# [About this task]
Your answer must be an exact transcription of every record.

# [Exercise data]
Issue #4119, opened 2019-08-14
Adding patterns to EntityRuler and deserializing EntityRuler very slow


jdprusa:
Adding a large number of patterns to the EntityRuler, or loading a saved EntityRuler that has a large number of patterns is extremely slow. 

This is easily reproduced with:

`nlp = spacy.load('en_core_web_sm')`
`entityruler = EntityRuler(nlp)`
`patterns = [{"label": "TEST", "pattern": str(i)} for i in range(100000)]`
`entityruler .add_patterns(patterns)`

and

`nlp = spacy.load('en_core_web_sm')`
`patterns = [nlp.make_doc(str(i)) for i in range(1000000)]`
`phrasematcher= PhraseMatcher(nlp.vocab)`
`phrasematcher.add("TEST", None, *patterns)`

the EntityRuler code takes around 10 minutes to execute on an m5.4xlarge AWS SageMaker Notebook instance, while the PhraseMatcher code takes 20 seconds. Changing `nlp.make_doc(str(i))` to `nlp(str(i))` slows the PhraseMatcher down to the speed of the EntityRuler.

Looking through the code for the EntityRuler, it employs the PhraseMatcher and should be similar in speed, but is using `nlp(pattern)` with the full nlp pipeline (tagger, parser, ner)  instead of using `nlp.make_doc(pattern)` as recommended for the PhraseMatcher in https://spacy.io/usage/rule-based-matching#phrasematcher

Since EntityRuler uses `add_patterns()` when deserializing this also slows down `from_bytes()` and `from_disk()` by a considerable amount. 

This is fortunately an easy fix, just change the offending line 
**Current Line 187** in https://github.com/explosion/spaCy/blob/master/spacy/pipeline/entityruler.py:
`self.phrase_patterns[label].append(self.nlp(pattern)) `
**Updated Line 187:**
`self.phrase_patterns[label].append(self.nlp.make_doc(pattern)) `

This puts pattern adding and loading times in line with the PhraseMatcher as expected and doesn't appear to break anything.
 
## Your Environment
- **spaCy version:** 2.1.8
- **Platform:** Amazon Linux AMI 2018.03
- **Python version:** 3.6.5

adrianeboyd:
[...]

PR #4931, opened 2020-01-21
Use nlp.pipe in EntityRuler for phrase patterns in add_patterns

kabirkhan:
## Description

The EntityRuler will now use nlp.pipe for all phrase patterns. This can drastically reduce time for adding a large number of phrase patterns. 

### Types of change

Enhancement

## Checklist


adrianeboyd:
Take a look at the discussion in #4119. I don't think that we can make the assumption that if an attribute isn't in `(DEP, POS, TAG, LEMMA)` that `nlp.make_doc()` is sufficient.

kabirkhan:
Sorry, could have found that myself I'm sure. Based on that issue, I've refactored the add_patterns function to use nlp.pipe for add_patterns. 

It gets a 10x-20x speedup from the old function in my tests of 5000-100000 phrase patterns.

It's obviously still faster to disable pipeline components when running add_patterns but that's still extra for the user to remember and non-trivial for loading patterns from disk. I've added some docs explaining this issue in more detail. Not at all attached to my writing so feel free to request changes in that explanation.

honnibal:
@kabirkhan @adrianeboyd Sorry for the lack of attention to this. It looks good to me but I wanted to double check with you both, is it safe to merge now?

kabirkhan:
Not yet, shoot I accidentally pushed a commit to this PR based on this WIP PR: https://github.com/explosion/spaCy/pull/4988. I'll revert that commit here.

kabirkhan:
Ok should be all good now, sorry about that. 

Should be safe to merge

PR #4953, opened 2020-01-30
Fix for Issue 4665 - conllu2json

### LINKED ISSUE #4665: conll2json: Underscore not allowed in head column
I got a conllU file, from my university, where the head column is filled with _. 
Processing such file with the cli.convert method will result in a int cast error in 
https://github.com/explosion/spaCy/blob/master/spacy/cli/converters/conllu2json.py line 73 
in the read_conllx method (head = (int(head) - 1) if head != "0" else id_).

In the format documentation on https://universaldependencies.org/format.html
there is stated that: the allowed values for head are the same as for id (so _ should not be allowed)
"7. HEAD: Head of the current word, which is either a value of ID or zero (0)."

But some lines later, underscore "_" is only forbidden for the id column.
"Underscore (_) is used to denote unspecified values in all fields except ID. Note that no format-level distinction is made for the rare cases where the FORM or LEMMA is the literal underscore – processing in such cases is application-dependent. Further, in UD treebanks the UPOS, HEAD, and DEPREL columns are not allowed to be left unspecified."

# [Reply]
Issue #4119, opened 2019-08-14
Adding patterns to EntityRuler and deserializing EntityRuler very slow


jdprusa:
Adding a large number of patterns to the EntityRuler, or loading a saved EntityRuler that has a large number of patterns is extremely slow. 

This is easily reproduced with:

`nlp = spacy.load('en_core_web_sm')`
`entityruler = EntityRuler(nlp)`
`patterns = [{"label": "TEST", "pattern": str(i)} for i in range(100000)]`
`entityruler .add_patterns(patterns)`

and

`nlp = spacy.load('en_core_web_sm')`
`patterns = [nlp.make_doc(str(i)) for i in range(1000000)]`
`phrasematcher= PhraseMatcher(nlp.vocab)`
`phrasematcher.add("TEST", None, *patterns)`

the EntityRuler code takes around 10 minutes to execute on an m5.4xlarge AWS SageMaker Notebook instance, while the PhraseMatcher code takes 20 seconds. Changing `nlp.make_doc(str(i))` to `nlp(str(i))` slows the PhraseMatcher down to the speed of the EntityRuler.

Looking through the code for the EntityRuler, it employs the PhraseMatcher and should be similar in speed, but is using `nlp(pattern)` with the full nlp pipeline (tagger, parser, ner)  instead of using `nlp.make_doc(pattern)` as recommended for the PhraseMatcher in https://spacy.io/usage/rule-based-matching#phrasematcher

Since EntityRuler uses `add_patterns()` when deserializing this also slows down `from_bytes()` and `from_disk()` by a considerable amount. 

This is fortunately an easy fix, just change the offending line 
**Current Line 187** in https://github.com/explosion/spaCy/blob/master/spacy/pipeline/entityruler.py:
`self.phrase_patterns[label].append(self.nlp(pattern)) `
**Updated Line 187:**
`self.phrase_patterns[label].append(self.nlp.make_doc(pattern)) `

This puts pattern adding and loading times in line with the PhraseMatcher as expected and doesn't appear to break anything.
 
## Your Environment
- **spaCy version:** 2.1.8
- **Platform:** Amazon Linux AMI 2018.03
- **Python version:** 3.6.5

adrianeboyd:
[...]

PR #4931, opened 2020-01-21
Use nlp.pipe in EntityRuler for phrase patterns in add_patterns

kabirkhan:
## Description

The EntityRuler will now use nlp.pipe for all phrase patterns. This can drastically reduce time for adding a large number of phrase patterns. 

### Types of change

Enhancement

## Checklist


adrianeboyd:
Take a look at the discussion in #4119. I don't think that we can make the assumption that if an attribute isn't in `(DEP, POS, TAG, LEMMA)` that `nlp.make_doc()` is sufficient.

kabirkhan:
Sorry, could have found that myself I'm sure. Based on that issue, I've refactored the add_patterns function to use nlp.pipe for add_patterns. 

It gets a 10x-20x speedup from the old function in my tests of 5000-100000 phrase patterns.

It's obviously still faster to disable pipeline components when running add_patterns but that's still extra for the user to remember and non-trivial for loading patterns from disk. I've added some docs explaining this issue in more detail. Not at all attached to my writing so feel free to request changes in that explanation.

honnibal:
@kabirkhan @adrianeboyd Sorry for the lack of attention to this. It looks good to me but I wanted to double check with you both, is it safe to merge now?

kabirkhan:
Not yet, shoot I accidentally pushed a commit to this PR based on this WIP PR: https://github.com/explosion/spaCy/pull/4988. I'll revert that commit here.

kabirkhan:
Ok should be all good now, sorry about that. 

Should be safe to merge

PR #4953, opened 2020-01-30
Fix for Issue 4665 - conllu2json

### LINKED ISSUE #4665: conll2json: Underscore not allowed in head column
I got a conllU file, from my university, where the head column is filled with _. 
Processing such file with the cli.convert method will result in a int cast error in 
https://github.com/explosion/spaCy/blob/master/spacy/cli/converters/conllu2json.py line 73 
in the read_conllx method (head = (int(head) - 1) if head != "0" else id_).

In the format documentation on https://universaldependencies.org/format.html
there is stated that: the allowed values for head are the same as for id (so _ should not be allowed)
"7. HEAD: Head of the current word, which is either a value of ID or zero (0)."

But some lines later, underscore "_" is only forbidden for the id column.
"Underscore (_) is used to denote unspecified values in all fields except ID. Note that no format-level distinction is made for the rare cases where the FORM or LEMMA is the literal underscore – processing in such cases is application-dependent. Further, in UD treebanks the UPOS, HEAD, and DEPREL columns are not allowed to be left unspecified."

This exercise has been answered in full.